RegD: Hierarchical Embeddings via Dissimilarity between Arbitrary Euclidean Regions
Summary: arXiv:2501.17518v3 Announce Type: replace-cross
In today’s data-driven world, hierarchical data structures are prevalent across various fields such as life sciences, e-commerce, and social networks. The representation of these hierarchical relationships through embeddings is critical for effective data analysis and interpretation. Traditional methods, particularly those utilizing hyperbolic embeddings, have laid the groundwork for understanding these hierarchies in low-dimensional spaces. However, they often depend on rigid geometric constructs which can hinder their adaptability and integration with advanced techniques such as ontology embeddings.
Introduction to RegD
Introducing RegD, a novel framework that leverages the power of Euclidean geometry to enhance the representation of hierarchical data. Unlike existing methods that are confined to specific geometric forms, RegD allows for the utilization of arbitrary geometric regions—such as boxes and balls—as embedding representations. This flexibility not only broadens the scope of potential applications but also facilitates a more nuanced understanding of data relationships.
Key Features of RegD
- Flexibility in Embedding: RegD’s design supports a diverse range of geometric shapes, which can be tailored to fit various data structures and relationships.

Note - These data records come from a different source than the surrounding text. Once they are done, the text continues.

PR #540, opened 2022-08-09
Render all book links

Leonidas-from-XIV:
Some of the books have multiple links, it would be nice to display them all. The rendering looks ok, so no need for additional markup fortunately.


tmattio:
Looks great, thank you!

PR #3102, opened 2025-05-13
Fix: Syntax Error in Functors Tutorial

### LINKED ISSUE #3085: Syntax error in tutorial
[https://ocaml.org/docs/functors](https://ocaml.org/docs/functors)

```ocaml
module type SeedType : sig   
  val v : int array
end

module type S : sig
```

StevenH34:
Fixes issue #3085 

This change fixes the syntax error in ```random.ml``` on page [https://ocaml.org/docs/functors](https://ocaml.org/docs/functors).


cuihtlauac (approved):
Thanks @StevenH34

PR #3118, opened 2025-05-20
Add Ability to ignore scraped OCaml Planet posts, fix existing posts

sabine:
* set default for `only_ocaml` flag to true - importing everything should be the exception, not the default
* add ability to ignore scraped posts that shouldn't be on the OCaml Planet
* Jon's RSS feed had `<a>` tags in the titles of the posts
* ignore some of Anil's posts that are too far out of context for the OCaml Planet
* remove Ryan's blog since posts don't provide enough context for the OCaml Planet


tool/ood-gen/lib/blog.ml
```diff
@@ -56,39 +56,44 @@ module Post = struct
...
+            | Ok s -> s
+            | Error (`Msg e) -> (
+                match m.source with
+                | Some { name; url } ->
+                    {
+                      id = "";
+                      name;
+                      url;
+                      description = "";
+                      only_ocaml = false;
```
yawaramin, line 82: Should this be `true`?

- Hyperbolic-like Expressiveness: Despite operating within Euclidean space, RegD incorporates a depth-based dissimilarity metric that emulates the exponential growth characteristics of hyperbolic geometry.
- Enhanced Generalizability: The framework’s adaptability allows it to be seamlessly integrated with methods that model semantic relationships beyond strict hierarchies, making it suitable for ontology embedding tasks.
Empirical Evaluation
The effectiveness of RegD has been rigorously tested through empirical evaluations on a variety of real-world datasets. The results consistently demonstrate significant performance improvements over state-of-the-art methods. These evaluations underscore RegD’s capability to capture complex hierarchical relationships while maintaining accuracy and efficiency.
Broader Applications
One of the standout features of RegD is its potential for broader applications. Its flexibility and expressiveness make it an excellent candidate for tasks that extend beyond conventional hierarchies. For instance, in ontology embedding tasks where relationships can be intricate and multifaceted, RegD offers a promising alternative to existing methods.
Conclusion
In conclusion, RegD represents a significant advancement in the field of hierarchical data embeddings. By allowing arbitrary geometric representations and effectively mimicking hyperbolic properties, it opens new avenues for research and application in various domains. As data continues to grow in complexity, frameworks like RegD will be instrumental in enabling deeper insights and more sophisticated analyses of hierarchical structures.